City cycling in London is a joke - chrismealy
http://ssj3gohan.tweakblogs.net/blog/11985/city-cycling-in-london-is-a-joke

======
7952
I think the desire for bike infrastructure often distracts from the real
problem, which is the excessive number of cars and large vehicles. The only
way to fix transport in central London is to find ways to ban private cars
(and preferably HGVs) completely. There simply isn't enough room for busy
roads. The endless stream of traffic makes the city a usability nightmare for
anyone on foot.

------
acrooks
The infrastructure for cycling in London sucks, but I find it remarkably easy
to get around.

My first or second day riding here I was unfamiliar with the territory so
spent a lot of time paying attention to signs, markings on the road, laws. It
made for a confusing and difficult ride.

Since then I have been paying less attention to the infrastructure and more to
the situation. Keep your head up and don't be afraid to break the rules a bit,
and you'll have a fun and quick ride. Just be wary that your decisions don't
impact drivers because we need as many good graces as we can get :)

------
misja111
The infrastructure for bikers in Holland is not always as brilliant as the
writer is suggesting.

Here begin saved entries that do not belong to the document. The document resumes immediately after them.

PR #161, opened 2014-12-18
Issue icons

cmc333333:
- Update issues fixture to reference new icon set
- Grey icons for featured projects on the home page via image-mask
- Macro to use a field's "url" property if present and an empty string otherwise

Both S3 and the shared media repository have been updated.


peacecorps/peacecorps/templates/donations/donate_all.jinja
```diff
@@ -107,7 +108,7 @@
     <img class="u-pullr"
       class="section__content--no_space_r"
       style="width: 42%;"
-      src="{{ media('World-by-Ana-Maria-Lora-Macias-CC-BY.png') }}"
+      src="{{ url_or(issue.icon, "") }}"
```
cmc333333, line 141: I don't think this would ever be null, so we may remove this macro at some point.

peacecorps/peacecorps/templates/donations/includes/macros.jinja
```diff
@@ -0,0 +1,7 @@
+{% macro url_or(field, default) -%}
```
msecret, line 1: I really like this inclusion of a macro file.

peacecorps/peacecorps/static/peacecorps/css/src/components/_bg_img.scss
```diff
@@ -20,13 +20,14 @@
...
-    margin-left: 1.5em;
-  }
+  display: none;
+}
+.bg_img--icon:not(old) {
+  display: inline-block;
+  width: 1.5em;
+  height: 1.5em;
+  background-color: #888;
+  -webkit-mask-size: 1.5em 1.5em;
```
msecret, line 32: The use of the "-webkit" prefix here without a moz prefix or just a generic one seems to point to this property not being available in non-webkit browsers. Are we just accepting that for this iteration?

cmc333333, line 32: Some context: this uses an image (the icon svg) as a mask, to cut out a grey image in the shape of the icon.

Many browsers (not IE) support `mask`ing, but only webkit supports a mask with a size.

Do you think we should try embedding the svg and using a custom style sheet?

PR #162, opened 2014-12-18
ehnc Styling for sorter

msecret:
The new header sections have been styled according to mockups.

Spacing could still use some work, I might leave that for another
iteration as I believe this is usable.

The code is getting messier and messier, I think it needs a refactor
soon which I've already been thinking about.

screen shot 2014-12-18 at 3 28 59 pm
screen shot 2014-12-18 at 3 29 05 pm


cmc333333:
In terms of markup, it might be helpful to start `include`ing sub-templates rather than having so many macros.

PR #169, opened 2014-12-22
Global/General fund fixtures & css tweaks

cmc333333:
- Add fixtures for global/general fund images
- Switch to using funds' _icon_ instead of _featured_image_
- Add a CSS class for masks which will expand the mask to fill the width of its container while keeping square

Images have already been uploaded to s3 and the media directory. Looks like:

screen shot 2014-12-22 at 12 13 38 pm
screen shot 2014-12-22 at 12 13 45 pm


peacecorps/peacecorps/static/peacecorps/css/src/components/_mask.scss
```diff
@@ -16,6 +16,13 @@
   height: 10em;
 }
 
+/* Make a square with height/width equal to container's width */
+.mask--fill-square {
```
msecret: mask--fill_square to keep in line with somewhat bad naming convention

PR #171, opened 2014-12-23
WIP ehnc sytling donation

msecret:
Don't merge just review.

The new design for the form changes some of the radio multi select
fields into checkboxes, we should decide if we want to change this in
the python code right now.

TODO:
- fix python unit tests.
- style dedication form.
- behavior with js.


peacecorps/peacecorps/templates/donations/donation_payment.jinja
```diff
@@ -6,138 +6,168 @@
...
+            <label for="id_payer_name" class="form--required form__field__label">
+              full name</label>
+            <div class="form__field__input">{{form.payer_name}}</div>
+        </div>
+
+        <div class="form__field">
+            {{form.billing_address.errors}}
+            <label for="id_billing_address" class="form--required form__field__label">
+              street address</label>
+            <div class="form__field__input">{{form.billing_address_extra}}</div>
```
cmc333333: Should this be `form.billing_address`?

peacecorps/peacecorps/templates/donations/donation_payment.jinja
```diff
@@ -6,138 +6,168 @@
...
         </div>
 
-        <div>
+        <div class="form__field">
             {{form.billing_address.errors}}
-            <label for="id_billing_address" class="required">Street Address</label>
-            <div class="value">{{form.billing_address}}</div>
+            <label for="id_billing_address"
+                class="form--required form__field__label">
```
cmc333333: I don't think this one is required, and should it be `id_billing_address_extra`? Since the backend is not hooked up yet, would you mind commenting this out for now?

peacecorps/peacecorps/static/peacecorps/css/src/components/_form.scss
```diff
@@ -9,3 +17,74 @@
     display: none;
   }
 }
+
+form ul {
+  @extend .u-unmarked_list;
+  @extend .u-inline_list;
+}
+
+.form--required {
```
cmc333333, line 26: If this class has changed, you'll need to update the JS accordingly. It sets certain labels as "required" when others are selected/unselected.

peacecorps/peacecorps/templates/donations/donation_payment.jinja
```diff
@@ -6,138 +6,168 @@
...
 
-        <div>
+      <fieldset>
+        <legend><h2>Payment Method</h2></legend>
+        <div class="form__field">
             {{form.payment_type.errors}}
-            <label for='id_payment_type' class="required">Payment Type</label>
-            <div class="value">{{form.payment_type}}</div>
+            <label for='id_payment_type' class="form--required form__field__label">
+              </label>
```
cmc333333, line 114: Looks like this label isn't needed anymore?

peacecorps/peacecorps/forms.py
```diff
@@ -41,6 +41,8 @@ class DonationPaymentForm(forms.Form):
     country = forms.ModelChoiceField(
         queryset=Country.objects, to_field_name='code', initial='USA')
     billing_address = forms.CharField(label="Street Address", max_length=80)
+    billing_address_extra = forms.CharField(label="Street Address (cont)",
+        max_length=80)
```
cmc333333: If this is optional, you'll want to add `required=False`. I'd bet that's what's triggering the unit test failures

cmc333333:
Changing the radios into checkboxes will require a few modifications to tangled code, but shouldn't be too bad. I'll dive a little deeper in the morning.

cmc333333:
An additional todo: add the new address field to the pay.gov xml. This is a good first step, though.

PR #173, opened 2014-12-23
ehnc Dedication subform in donation form

msecret:
Styling was put together from existing form style. Haven't looked at it
extensively.

TODO:
- Ensure design element of separting subform works.
- We probably want to change the information consent radio field to
  a checkbox like the rest.

screen shot 2014-12-23 at 12 12 38 pm


cmc333333:
Looks good!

I'm living in Amsterdam and I would say that it's
equally dangerous to bike here as it is in London:

Pretty 'random' bike paths such as the one on the picture near the author's
house in Holland are virtually nonexistent here. And although there are pretty
clear traffic rules for right of way, many people don't obey them, so in
practice you'd better use your eyes, ears and common sense otherwise you won't
get very old.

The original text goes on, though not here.